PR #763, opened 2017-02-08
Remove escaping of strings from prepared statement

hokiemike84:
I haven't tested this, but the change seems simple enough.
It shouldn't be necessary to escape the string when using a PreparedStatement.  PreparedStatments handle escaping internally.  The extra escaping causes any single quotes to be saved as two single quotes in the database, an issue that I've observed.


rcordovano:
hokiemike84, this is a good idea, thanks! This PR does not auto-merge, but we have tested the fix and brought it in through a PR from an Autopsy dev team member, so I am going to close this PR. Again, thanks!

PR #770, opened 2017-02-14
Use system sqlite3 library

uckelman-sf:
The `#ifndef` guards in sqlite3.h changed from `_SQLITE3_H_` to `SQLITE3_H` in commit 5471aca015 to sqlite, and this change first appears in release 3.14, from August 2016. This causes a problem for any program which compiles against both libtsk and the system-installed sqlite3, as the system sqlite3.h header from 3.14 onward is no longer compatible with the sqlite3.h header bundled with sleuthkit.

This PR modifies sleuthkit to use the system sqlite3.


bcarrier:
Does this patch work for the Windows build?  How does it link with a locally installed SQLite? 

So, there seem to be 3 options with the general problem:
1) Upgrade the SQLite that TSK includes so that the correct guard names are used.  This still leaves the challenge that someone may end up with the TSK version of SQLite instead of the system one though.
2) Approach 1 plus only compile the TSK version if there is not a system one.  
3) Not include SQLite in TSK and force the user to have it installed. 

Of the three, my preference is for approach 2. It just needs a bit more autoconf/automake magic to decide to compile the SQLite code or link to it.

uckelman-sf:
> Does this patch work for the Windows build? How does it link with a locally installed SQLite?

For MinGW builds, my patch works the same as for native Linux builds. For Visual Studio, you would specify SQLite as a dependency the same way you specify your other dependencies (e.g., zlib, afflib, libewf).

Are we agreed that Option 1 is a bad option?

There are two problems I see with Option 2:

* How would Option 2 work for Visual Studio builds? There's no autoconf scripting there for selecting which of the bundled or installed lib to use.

———

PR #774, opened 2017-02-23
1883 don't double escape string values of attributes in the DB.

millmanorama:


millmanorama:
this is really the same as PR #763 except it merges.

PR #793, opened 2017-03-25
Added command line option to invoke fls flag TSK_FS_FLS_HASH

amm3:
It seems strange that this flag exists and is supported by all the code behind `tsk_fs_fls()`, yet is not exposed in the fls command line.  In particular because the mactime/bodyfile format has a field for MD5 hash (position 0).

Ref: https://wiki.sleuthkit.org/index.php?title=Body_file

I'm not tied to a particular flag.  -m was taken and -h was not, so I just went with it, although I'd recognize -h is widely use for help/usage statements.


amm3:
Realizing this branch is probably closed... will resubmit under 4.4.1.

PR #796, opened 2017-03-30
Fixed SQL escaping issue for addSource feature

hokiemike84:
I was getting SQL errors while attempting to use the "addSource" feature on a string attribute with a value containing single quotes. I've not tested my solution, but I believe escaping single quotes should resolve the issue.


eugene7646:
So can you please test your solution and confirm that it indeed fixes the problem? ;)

———

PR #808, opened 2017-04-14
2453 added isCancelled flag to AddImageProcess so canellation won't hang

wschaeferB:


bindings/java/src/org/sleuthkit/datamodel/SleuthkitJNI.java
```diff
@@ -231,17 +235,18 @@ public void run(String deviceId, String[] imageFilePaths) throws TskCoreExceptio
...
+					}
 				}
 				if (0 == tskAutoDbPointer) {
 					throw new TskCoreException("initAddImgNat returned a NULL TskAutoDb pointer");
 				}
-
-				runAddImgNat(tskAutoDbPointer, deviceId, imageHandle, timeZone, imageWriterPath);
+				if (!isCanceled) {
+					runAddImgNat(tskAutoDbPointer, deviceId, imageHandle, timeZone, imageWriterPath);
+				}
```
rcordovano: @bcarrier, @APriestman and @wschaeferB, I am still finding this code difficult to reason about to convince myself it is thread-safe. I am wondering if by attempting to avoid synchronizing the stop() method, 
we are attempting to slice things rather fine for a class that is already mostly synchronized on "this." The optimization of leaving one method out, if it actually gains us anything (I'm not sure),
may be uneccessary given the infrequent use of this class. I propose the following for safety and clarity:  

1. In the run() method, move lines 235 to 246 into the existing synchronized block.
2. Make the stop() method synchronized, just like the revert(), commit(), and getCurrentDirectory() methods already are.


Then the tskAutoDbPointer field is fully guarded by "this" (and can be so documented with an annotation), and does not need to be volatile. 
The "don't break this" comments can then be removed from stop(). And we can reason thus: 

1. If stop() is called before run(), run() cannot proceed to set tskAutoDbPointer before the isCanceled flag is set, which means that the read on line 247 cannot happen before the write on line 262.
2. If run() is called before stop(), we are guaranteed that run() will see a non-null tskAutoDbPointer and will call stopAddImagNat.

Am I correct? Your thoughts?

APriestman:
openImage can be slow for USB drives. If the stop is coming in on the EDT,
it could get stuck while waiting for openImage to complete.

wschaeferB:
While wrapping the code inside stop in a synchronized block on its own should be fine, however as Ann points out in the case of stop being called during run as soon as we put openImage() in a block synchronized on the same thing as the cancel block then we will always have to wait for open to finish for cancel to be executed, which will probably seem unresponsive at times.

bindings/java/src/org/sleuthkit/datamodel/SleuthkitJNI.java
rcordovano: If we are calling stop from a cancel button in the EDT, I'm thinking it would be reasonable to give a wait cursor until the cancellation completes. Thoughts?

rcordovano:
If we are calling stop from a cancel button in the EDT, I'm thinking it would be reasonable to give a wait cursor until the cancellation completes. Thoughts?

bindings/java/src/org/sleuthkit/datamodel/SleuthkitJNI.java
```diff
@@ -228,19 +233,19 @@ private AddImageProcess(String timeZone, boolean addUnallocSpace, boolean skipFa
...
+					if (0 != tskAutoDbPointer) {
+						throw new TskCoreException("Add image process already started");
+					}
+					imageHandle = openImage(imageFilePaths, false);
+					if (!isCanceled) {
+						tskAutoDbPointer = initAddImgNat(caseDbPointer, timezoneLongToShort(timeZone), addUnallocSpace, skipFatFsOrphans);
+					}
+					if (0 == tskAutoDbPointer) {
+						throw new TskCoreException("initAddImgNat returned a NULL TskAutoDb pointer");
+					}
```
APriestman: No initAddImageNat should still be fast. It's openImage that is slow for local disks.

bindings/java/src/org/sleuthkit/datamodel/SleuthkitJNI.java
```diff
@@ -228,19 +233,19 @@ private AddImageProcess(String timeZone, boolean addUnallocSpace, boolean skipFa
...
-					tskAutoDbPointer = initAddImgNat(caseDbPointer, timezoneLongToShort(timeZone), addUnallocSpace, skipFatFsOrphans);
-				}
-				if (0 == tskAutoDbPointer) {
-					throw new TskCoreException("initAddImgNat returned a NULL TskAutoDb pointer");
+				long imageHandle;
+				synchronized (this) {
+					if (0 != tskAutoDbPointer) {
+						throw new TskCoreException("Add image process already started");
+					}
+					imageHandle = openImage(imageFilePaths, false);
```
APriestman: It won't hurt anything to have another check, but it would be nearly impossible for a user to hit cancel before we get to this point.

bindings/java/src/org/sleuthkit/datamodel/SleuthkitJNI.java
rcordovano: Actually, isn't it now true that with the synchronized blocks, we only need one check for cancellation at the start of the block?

———

● Problem description:
The answer is the lines above between the line holding "PR #763, opened 2017-02-08" and the line holding "Are we agreed that Option 1 is a bad option?", inclusive, each written out exactly, and no others.

● Expected answer:
PR #763, opened 2017-02-08
Remove escaping of strings from prepared statement

hokiemike84:
I haven't tested this, but the change seems simple enough.
It shouldn't be necessary to escape the string when using a PreparedStatement.  PreparedStatments handle escaping internally.  The extra escaping causes any single quotes to be saved as two single quotes in the database, an issue that I've observed.


rcordovano:
hokiemike84, this is a good idea, thanks! This PR does not auto-merge, but we have tested the fix and brought it in through a PR from an Autopsy dev team member, so I am going to close this PR. Again, thanks!

PR #770, opened 2017-02-14
Use system sqlite3 library

uckelman-sf:
The `#ifndef` guards in sqlite3.h changed from `_SQLITE3_H_` to `SQLITE3_H` in commit 5471aca015 to sqlite, and this change first appears in release 3.14, from August 2016. This causes a problem for any program which compiles against both libtsk and the system-installed sqlite3, as the system sqlite3.h header from 3.14 onward is no longer compatible with the sqlite3.h header bundled with sleuthkit.

This PR modifies sleuthkit to use the system sqlite3.


bcarrier:
Does this patch work for the Windows build?  How does it link with a locally installed SQLite? 

So, there seem to be 3 options with the general problem:
1) Upgrade the SQLite that TSK includes so that the correct guard names are used.  This still leaves the challenge that someone may end up with the TSK version of SQLite instead of the system one though.
2) Approach 1 plus only compile the TSK version if there is not a system one.  
3) Not include SQLite in TSK and force the user to have it installed. 

Of the three, my preference is for approach 2. It just needs a bit more autoconf/automake magic to decide to compile the SQLite code or link to it.

uckelman-sf:
> Does this patch work for the Windows build? How does it link with a locally installed SQLite?

For MinGW builds, my patch works the same as for native Linux builds. For Visual Studio, you would specify SQLite as a dependency the same way you specify your other dependencies (e.g., zlib, afflib, libewf).

Are we agreed that Option 1 is a bad option?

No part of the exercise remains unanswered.